Biomass can be utilized to generate heat and valuable chemicals through pyrolysis. Hundreds of chemicals can be produced during the process. Kinetic models involving more reaction steps were generally developed to provide detailed information on the process. However, finding proper kinetic parameters for each reaction step is very time-consuming. In this work, a hybrid kinetic-optimization scheme was proposed to address this issue. A 24-parallel reactions mechanism was developed in the hybrid scheme to describe the thermal decomposition of maple-leaf. A kinetic model using the 24-parallel reaction mechanism was established and coupled with an optimization model to find optimal kinetic parameters of each reaction.
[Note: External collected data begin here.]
PR #1050, opened 2026-09-22
Make outbox-listener-delivery-required path-aware

### LINKED ISSUE #900: Make the outbox delivery lint rule path-aware

Jae-Hyuk-Jang:
Closes #900

Supersedes #1040, which targeted `2.2-maintenance` on the assumption that this was a patch-safe bug fix. dahlia's review there concluded it isn't (the rule reports more errors than before, which doesn't belong in a patch release) and asked for the underlying mechanism to be redesigned, so this reopens against `main` with a clean history.

## Background

`outbox-listener-delivery-required` (`@fedify/lint`) decided whether a listener delivers a posted activity by scanning its source as flat text and re-matching names with regexes. That representation could not express whether a callback's result is awaited or returned, whether an identifier is a call or a reference, or which scope a name resolves in, which produced both false negatives (the original #900 cases) and, in the first attempt at this on #1040, new false positives.

## Changes

- Keep collecting reachable statements (if/else, try/catch/finally, switch, loops), fixing unconditional exits (e.g. `if (true) return;`) not propagating past a single nesting level.
- Resolve a call's callee to the function it actually invokes by following variable bindings (reusing the same resolution already  used for the listener argument itself) instead of regex-matching a helper's name. This correctly handles a helper called by reference, held in an object literal, or calling a sibling helper, and stops a member call like `someService.deliver()` from being confused with an unrelated local `deliver`.
- Fold in an anonymous callback's body when the call it's passed to is awaited or returned, and an IIFE's body unconditionally.
- Keep the existing text-based pattern matching only for recognizing the delivery method name itself (aliases, destructuring, bracket/template notation), now run over the resolved reachable text.
- Update the rule's documentation to describe reachability, and revise the changelog fragment to describe the cases the rule now catches instead of calling this a bug fix.

## Testing

- `mise run check-each lint`
- `mise run test-each lint` (Deno and Node.js, 658/658 pass)
- `mise run check:md`
- `mise run docs:build` (Twoslash blocks in the updated docs compile)
- Added regression tests for every false positive/negative dahlia and CodeRabbit found on #1040, plus the original four cases from #900. Reverted the implementation locally and reran the suite to confirm the new tests fail without it.

## AI disclosure

This was implemented with Claude Code (`claude-sonnet-5`): I directed the redesign based on dahlia's review (move reachability
and call resolution onto the AST, keep text matching only for the delivery method name itself) and reviewed the results at each step; Claude Code implemented it, found and fixed a bug during testing (an object-literal property's key was being counted as a reference to an unrelated same-named helper), and verified the tests pass in both Deno and Node.js.


packages/lint/src/rules/outbox-listener-delivery-required.ts
```diff
@@ -273,11 +290,489 @@ const resolveListenerReference = (
...
+function collectReachableStatements(node: Node, out: Node[]): void {
+  switch (node.type) {
+    case "BlockStatement":
+      for (const statement of node.body) {
+        collectReachableStatements(statement as Node, out);
+        if (alwaysExits(statement as Node)) return;
+      }
+      return;
+
+    case "IfStatement": {
```
dahlia, line 373: The rewrite handles everything else I raised, so this is the one case still standing from my last review.

Head expressions are still never collected.  `IfStatement` recurses into `consequent` and `alternate` but not `test`, `SwitchStatement` walks the case consequents but not `discriminant` or each case's `test`, and the loop branches walk only `body`, skipping `init`, `test`, `update` and `right`.  Both of these pass on `main` and are reported here:

~~~~ typescript
if (await ctx.sendActivity({ identifier: ctx.identifier }, inbox, activity)) {
  console.log("sent");
}
~~~~

~~~~ typescript
async function deliver() {
  await ctx.sendActivity({ identifier: ctx.identifier }, inbox, activity);
  return 1;
}
switch (await deliver()) {
  case 1:
    break;
}
~~~~

A delivery call in a head position is unlikely given `sendActivity()`'s return type, and I said as much last time, so I am not treating this as a blocker.  A *helper* call in a head position is more plausible than the first example suggests, though, and the fix looks small: collect the head expressions alongside the bodies, since the rest of the machinery already handles whatever it finds there.

If you would rather leave it, say so and I will open a follow-up issue instead of holding this up.

packages/lint/src/rules/outbox-listener-delivery-required.ts
```diff
@@ -273,11 +290,489 @@ const resolveListenerReference = (
...
+    case "SwitchStatement":
+      for (const switchCase of node.cases) {
+        for (const statement of switchCase.consequent) {
+          collectReachableStatements(statement as Node, out);
+          if (alwaysExits(statement as Node)) break;
+        }
+      }
+      return;
+
+    case "WhileStatement":
```
dahlia, line 403: Same category, other direction, and also unchanged from last time: a pre-test loop body counts even when the loop provably never runs.

~~~~ typescript
while (false) {
  await ctx.sendActivity({ identifier: ctx.identifier }, inbox, activity);
}
console.log(ctx.identifier);
~~~~

This is accepted, so the listener passes.  `main` behaves the same way, so it is not a regression, and #900 never asked for it.  I mention it only because `isStaticallyFalsy()` is right there and `if (false)` is already handled, which makes the gap look like an oversight rather than a decision.  `for (; false;)` is the same.  A `do` body runs once, so it should keep counting.

CodeRabbit raised this as well, with the same `do…while` caveat.  Happy to leave it for a follow-up either way.

packages/lint/src/rules/outbox-listener-delivery-required.ts
```diff
@@ -273,11 +290,489 @@ const resolveListenerReference = (
...
+ * scope: a `function name() {}` declaration, or a `const name =
+ * function/arrow` binding. Does not descend into a found function's own
+ * body -- a helper nested inside another helper is only found once that
+ * outer helper is itself resolved as reachable, so it can be layered on
+ * top of (and correctly shadow) the outer scope's helpers of the same
+ * name. Object-literal properties are handled separately, through
+ * `resolveFunctionBinding`, since their name is only meaningful together
+ * with the object it lives on.
+ */
+function collectNamedHelpers(
```
dahlia, line 491: `collectNamedHelpers()` only walks the listener body, so a helper declared at module scope is invisible and its delivery call does not count:

~~~~ typescript
async function deliverIt(ctx, activity) {
  await ctx.sendActivity({ identifier: ctx.identifier }, inbox, activity);
}

federation
  .setOutboxListeners("/users/{identifier}/outbox")
  .on(Activity, async (ctx, activity) => {
    await deliverIt(ctx, activity);
  });
~~~~

This is reported, although the activity is delivered.  It behaves identically on `main`, so it is pre-existing rather than something this PR introduced, and I said last time that it was not your responsibility.  I am raising it again only because extracting a delivery helper to module scope is a normal thing to do, and this rewrite is the first version of the rule with the machinery to resolve it.  Whether that belongs here or in a follow-up is your call; a follow-up is fine by me.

The hybrid kinetic-optimization model predicted well-matched results at various conditions. In addition to the kinetic model, the machine learning on biomass pyrolysis was also studied. The artificial neural network (ANN) and support vector machine (SVM) methods were applied to describe pyrolysis of maple-leaf. The impact of important factors for the machine learning methods were investigated. The backpropagation algorithms such as the Levenberg-Marquardt, Bayesian Regularization, Scaled Conjugate Gradient, Adam Stochastic Gradient were examined to ensure that the machine learning models can predict accurate and “unbiased” results. Finally, the performances of the kinetic models and machine learning models were compared and evaluated to explore better modeling options for biomass pyrolysis.